As a member of the board of directors for Alight, which works with refugee communities around the world, Brehm founded Asili, an enterprise platform to bring clean water and basic medical care to the extreme poor. At Alight, he also founded and helped fund The Color Movement in collaboration with the Catholic Sisters of El Salvador, who offer an alternative identity to a life of violence and desperation with one that thrives on goodness, peace, and unity.

In 2018, he was appointed to the Advisory Board of the United States Agency for International Development (USAID) in Washington DC. He served in that capacity during both the Trump and Biden Administrations.

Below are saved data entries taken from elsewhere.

PR #270, opened 2018-01-29
Automatic fixing of js-errors

local-minimum:
This would allow stickler-ci to do, or propose? automatic fixing of js-errors.

### DIFF
--- a/.stickler.yml
+++ b/.stickler.yml
@@ -3,7 +3,8 @@ linters:
   pep8:
     ignore: 'W503'
   py3k: {  }
-  eslint: {  }
+  eslint:
+      fixer: true
 files:
   ignore:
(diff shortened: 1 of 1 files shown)


gdetrez:
Can you make an other pull request based on this branch with a lint error to see what happens? (with the idea that this other pull request won't be merged)

.stickler.yml
```diff
@@ -1,9 +1,13 @@
...
+  enable: true
+
 linters:
   flake8: {  }
   pep8:
     ignore: 'W503'
   py3k: {  }
-  eslint: {  }
+  eslint:
+      fixer: true
```
gdetrez: Wrong indentation size (sort of ironic :laughing: )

On March 3, 2025, in an emergency meeting of the USADF board of directors, Brehm was named USADF president. This happened after US President Donald Trump issued an executive order declaring that the "non-statutory components or functions" of USADF and three other agencies were to "be eliminated to the maximum extent consistent with applicable law and USADF subsequently temporarily stopped disbursing funds and submitted a report describing its mission and needed resources in accordance with the order. On February 24, Democratic members of the US Senate Committee on Foreign Relations had written to Trump objecting to any attempt to reduce, reorganize, or eliminate USADF. On February 28, the Trump administration attempted to name Pete Marocco to run USADF.

On March 5, 2025, Marocco and five US DOGE Service Temporary Organization (USDSTO) staffers were turned away from the USADF offices by foundation security staff. Brehm, who was not present, wrote to a USDSTO staffer that he had instructed his staff not to allow such meetings without him and that he looked forward to working with Marocco should he be nominated to the USADF board and confirmed by the Senate.

On the morning of March 6, Marocco and USDSTO staffers returned to the USADF offices accompanied by five individuals reportedly from the US Marshals Service, entered the facility and reportedly changed the locks. In a statement to the Washington Post, USADF declared it would "follow the law with the expectation that our staff will be treated with dignity and respect.” NBC News questioned whether the armed individuals who accompanied Marocco and the USDSTO staffers were in fact US Marshals. The response from the US Department of Justice was, "We are not making a statement at this time. We do request that you please verify with your sources that your reporting would be accurate."

Later that day, Brehm filed suit against Trump, USDSTO, Marocco and the heads of the White House Presidential Personnel Office and the US General Services Administration seeking a temporary restraining order (TRO) barring them from entering the foundation offices or removing him as chair and declaring attempts to do so beyond their legal authority. US District Judge Richard J. Leon issued an administrative stay the same day ordering that Brehm not be removed from his position and Marocco or any other person not be appointed in his place pending a hearing on March 11. While Leon denied the motion for a TRO stating that it did not meet the threshold for showing immediate and irreparable harm, he required USDSTO staffers to be available for testimony under oath as to the actions taken to maintain USADF's "minimum presence and function required by law." He also noted that the legal authorities the government cited in its response to the motion ignored Congressional amendments and U.S. Supreme Court precedent. Both sides were ordered to confer and state their positions on further action by March 12. On June 10, 2025, Leon ruled that Brehm lacked standing to challenge Marocco's appointment as the foundation's president as Brehm had been legally removed from his position beforehand.

He is the author of four books: Life Through A Different Lens, White Man Walking, Bigger than Me and a collection of personal poems, "Whispers in the Stillness."

== Personal life ==
Once retired from business, Ward Brehm engaged full time in the non-profit world. Earlier in his career he was the founder and chairman of The Brehm Group, Inc., a Twin Cities insurance consulting firm. He and his wife, Kris, live in Minneapolis, Minnesota. They have three grown children: Andy, Mike and Sarah.